_Dataset records_.
===

PR #8690, opened 2026-02-24
Update sync action to overwrite develop in mirror

seshubaws:

--force-with-lease fails because the action does not fetch the mirror every time. We could do this, but since we want to overwrite the dev branch of the mirror repo every time, we can just use --force since no actual updates should be pushed to the dev branch of the mirror repo, only to other branches.

#### Mandatory Checklist

- [ ] Write/update unit tests
- [ ] `make pr` passes
- [ ] Write documentation

### DIFF
--- a/.github/workflows/sync-to-mirror-repo.yml
+++ b/.github/workflows/sync-to-mirror-repo.yml
@@ -23,4 +23,4 @@ jobs:
       - name: Push to mirror repo
         run: |
           git remote set-url origin https://x-access-token:${{ secrets.GITHUB_TOKEN }}@github.com/${{ github.repository }}.git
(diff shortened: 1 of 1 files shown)


reedham-aws:
There have been merges to develop in the other repo before, would that conflict with this?

seshubaws:
> There have been merges to develop in the other repo before, would that conflict with this?

Do you mean dependabot updates? That should be ok because it should be the same in both repos. There shouldn't be actual feature updates merged to develop though, that should all be done in branches, and then directly merged to public repo through PR. I've updated the release process to state this too

reedham-aws (approved):

PR #8693, opened 2026-02-25
Add binary integration testing support to GitHub Actions workflow

roger-zhangg:
## Changes

- Add a second schedule trigger (4am PST / 12pm UTC daily) that tests against the SAM CLI nightly binary instead of source
- Add `workflow_dispatch` input `install_mode` with options: `code` (default), `binary` (nightly), `latest-release`
- Add `Makefile` targets: `init-nightly`, `init-latest-release`, `setup-pytest`
- Add `scripts/install-sam-cli-binary.sh` for cross-platform (Linux/macOS) SAM CLI binary installation
- Use `gh release download` instead of raw curl for GitHub release assets
- Unset `SAM_CLI_DEV` in binary flows so tests use `sam` instead of `samdev`
- Create `/usr/local/bin/zig` wrapper for SAM CLI's cargo-lambda Rust builds
- Use pytest venv python for setup/reset scripts when available

## Testing

Tested via `workflow_dispatch` with `install_mode=binary` on the `binary-test` branch.

### DIFF
--- a/.github/workflows/integration-tests.yml
+++ b/.github/workflows/integration-tests.yml
@@ -6,9 +6,9 @@ on:
     # This translates to Tuesday-Saturday 3am UTC
     - cron: '0 3 * * 2-6'
   release:
-    types: [released, prereleased]
-    # released → latest-release binary test
-    # prereleased → nightly binary test
+    types: [published, edited]
+    # published → latest-release binary test (full releases only)
+    # edited + prerelease → nightly binary test (nightly pre-release gets edited with new artifacts)
   workflow_dispatch:  # Allow manual triggering
     # NOTE: This workflow can only be manually triggered from develop or main branches
     # The other branch will not pass the OIDC permission check
@@ -200,10 +200,10 @@ jobs:
         run: |
           echo "CONTAINER_RUNTIME=${{ matrix.test_suite == 'tier1-finch' && 'finch' || 'docker' }}" >> $GITHUB_ENV
           if [[ "${{ inputs.install_mode }}" == "nightly-release" ]] || \
-             [[ "${{ github.event.action }}" == "prereleased" ]]; then
+             [[ "${{ github.event.action }}" == "edited" && "${{ github.event.release.prerelease }}" == "true" ]]; then
             echo "TEST_TYPE=nightly-release" >> $GITHUB_ENV
           elif [[ "${{ inputs.install_mode }}" == "latest-release" ]] || \
-               [[ "${{ github.event.action }}" == "released" ]]; then
+               [[ "${{ github.event.action }}" == "published" && "${{ github.event.release.prerelease }}" != "true" ]]; then
             echo "TEST_TYPE=latest-release" >> $GITHUB_ENV
           elif [[ "${{ github.ref }}" == "refs/heads/master" ]]; then
             echo "TEST_TYPE=master" >> $GITHUB_ENV


roger-zhangg:
https://github.com/roger-zhangg/aws-sam-cli/actions/runs/22418274086

image

Makefile
```diff
@@ -13,6 +13,23 @@ init:
 		SAM_CLI_DEV=1 pip install -e '.[dev]'; \
 	fi
 
+# Set up a pytest venv with test dependencies
+setup-pytest:
+	python3.11 -m venv $(HOME)/pytest
```
valerena, line 18: Why do we create a virtualenv instead of just install all of this in the standard `python`? (which is what happens with `make init`)

Makefile
```diff
@@ -13,6 +13,23 @@ init:
...
+	$(HOME)/pytest/bin/python3 -m pip install -r requirements/pre-dev.txt
+	$(HOME)/pytest/bin/python3 -m pip install -r requirements/dev.txt
+	$(HOME)/pytest/bin/python3 -m pip install -r requirements/base.txt
```
valerena: do we really need to install the `base` requirements too? shouldn't `dev` be enough to get `pytest`, `parameterized`, etc?

tests/install-sam-cli-binary.sh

===

_Exercise brief_. Transcribe the material above in full, keeping each word unchanged.

_Final answer_.
PR #8690, opened 2026-02-24
Update sync action to overwrite develop in mirror

seshubaws:

--force-with-lease fails because the action does not fetch the mirror every time. We could do this, but since we want to overwrite the dev branch of the mirror repo every time, we can just use --force since no actual updates should be pushed to the dev branch of the mirror repo, only to other branches.

#### Mandatory Checklist

- [ ] Write/update unit tests
- [ ] `make pr` passes
- [ ] Write documentation

### DIFF
--- a/.github/workflows/sync-to-mirror-repo.yml
+++ b/.github/workflows/sync-to-mirror-repo.yml
@@ -23,4 +23,4 @@ jobs:
       - name: Push to mirror repo
         run: |
           git remote set-url origin https://x-access-token:${{ secrets.GITHUB_TOKEN }}@github.com/${{ github.repository }}.git
(diff shortened: 1 of 1 files shown)


reedham-aws:
There have been merges to develop in the other repo before, would that conflict with this?

seshubaws:
> There have been merges to develop in the other repo before, would that conflict with this?

Do you mean dependabot updates? That should be ok because it should be the same in both repos. There shouldn't be actual feature updates merged to develop though, that should all be done in branches, and then directly merged to public repo through PR. I've updated the release process to state this too

reedham-aws (approved):

PR #8693, opened 2026-02-25
Add binary integration testing support to GitHub Actions workflow

roger-zhangg:
## Changes

- Add a second schedule trigger (4am PST / 12pm UTC daily) that tests against the SAM CLI nightly binary instead of source
- Add `workflow_dispatch` input `install_mode` with options: `code` (default), `binary` (nightly), `latest-release`
- Add `Makefile` targets: `init-nightly`, `init-latest-release`, `setup-pytest`
- Add `scripts/install-sam-cli-binary.sh` for cross-platform (Linux/macOS) SAM CLI binary installation
- Use `gh release download` instead of raw curl for GitHub release assets
- Unset `SAM_CLI_DEV` in binary flows so tests use `sam` instead of `samdev`
- Create `/usr/local/bin/zig` wrapper for SAM CLI's cargo-lambda Rust builds
- Use pytest venv python for setup/reset scripts when available

## Testing

Tested via `workflow_dispatch` with `install_mode=binary` on the `binary-test` branch.

### DIFF
--- a/.github/workflows/integration-tests.yml
+++ b/.github/workflows/integration-tests.yml
@@ -6,9 +6,9 @@ on:
     # This translates to Tuesday-Saturday 3am UTC
     - cron: '0 3 * * 2-6'
   release:
-    types: [released, prereleased]
-    # released → latest-release binary test
-    # prereleased → nightly binary test
+    types: [published, edited]
+    # published → latest-release binary test (full releases only)
+    # edited + prerelease → nightly binary test (nightly pre-release gets edited with new artifacts)
   workflow_dispatch:  # Allow manual triggering
     # NOTE: This workflow can only be manually triggered from develop or main branches
     # The other branch will not pass the OIDC permission check
@@ -200,10 +200,10 @@ jobs:
         run: |
           echo "CONTAINER_RUNTIME=${{ matrix.test_suite == 'tier1-finch' && 'finch' || 'docker' }}" >> $GITHUB_ENV
           if [[ "${{ inputs.install_mode }}" == "nightly-release" ]] || \
-             [[ "${{ github.event.action }}" == "prereleased" ]]; then
+             [[ "${{ github.event.action }}" == "edited" && "${{ github.event.release.prerelease }}" == "true" ]]; then
             echo "TEST_TYPE=nightly-release" >> $GITHUB_ENV
           elif [[ "${{ inputs.install_mode }}" == "latest-release" ]] || \
-               [[ "${{ github.event.action }}" == "released" ]]; then
+               [[ "${{ github.event.action }}" == "published" && "${{ github.event.release.prerelease }}" != "true" ]]; then
             echo "TEST_TYPE=latest-release" >> $GITHUB_ENV
           elif [[ "${{ github.ref }}" == "refs/heads/master" ]]; then
             echo "TEST_TYPE=master" >> $GITHUB_ENV


roger-zhangg:
https://github.com/roger-zhangg/aws-sam-cli/actions/runs/22418274086

image

Makefile
```diff
@@ -13,6 +13,23 @@ init:
 		SAM_CLI_DEV=1 pip install -e '.[dev]'; \
 	fi
 
+# Set up a pytest venv with test dependencies
+setup-pytest:
+	python3.11 -m venv $(HOME)/pytest
```
valerena, line 18: Why do we create a virtualenv instead of just install all of this in the standard `python`? (which is what happens with `make init`)

Makefile
```diff
@@ -13,6 +13,23 @@ init:
...
+	$(HOME)/pytest/bin/python3 -m pip install -r requirements/pre-dev.txt
+	$(HOME)/pytest/bin/python3 -m pip install -r requirements/dev.txt
+	$(HOME)/pytest/bin/python3 -m pip install -r requirements/base.txt
```
valerena: do we really need to install the `base` requirements too? shouldn't `dev` be enough to get `pytest`, `parameterized`, etc?

tests/install-sam-cli-binary.sh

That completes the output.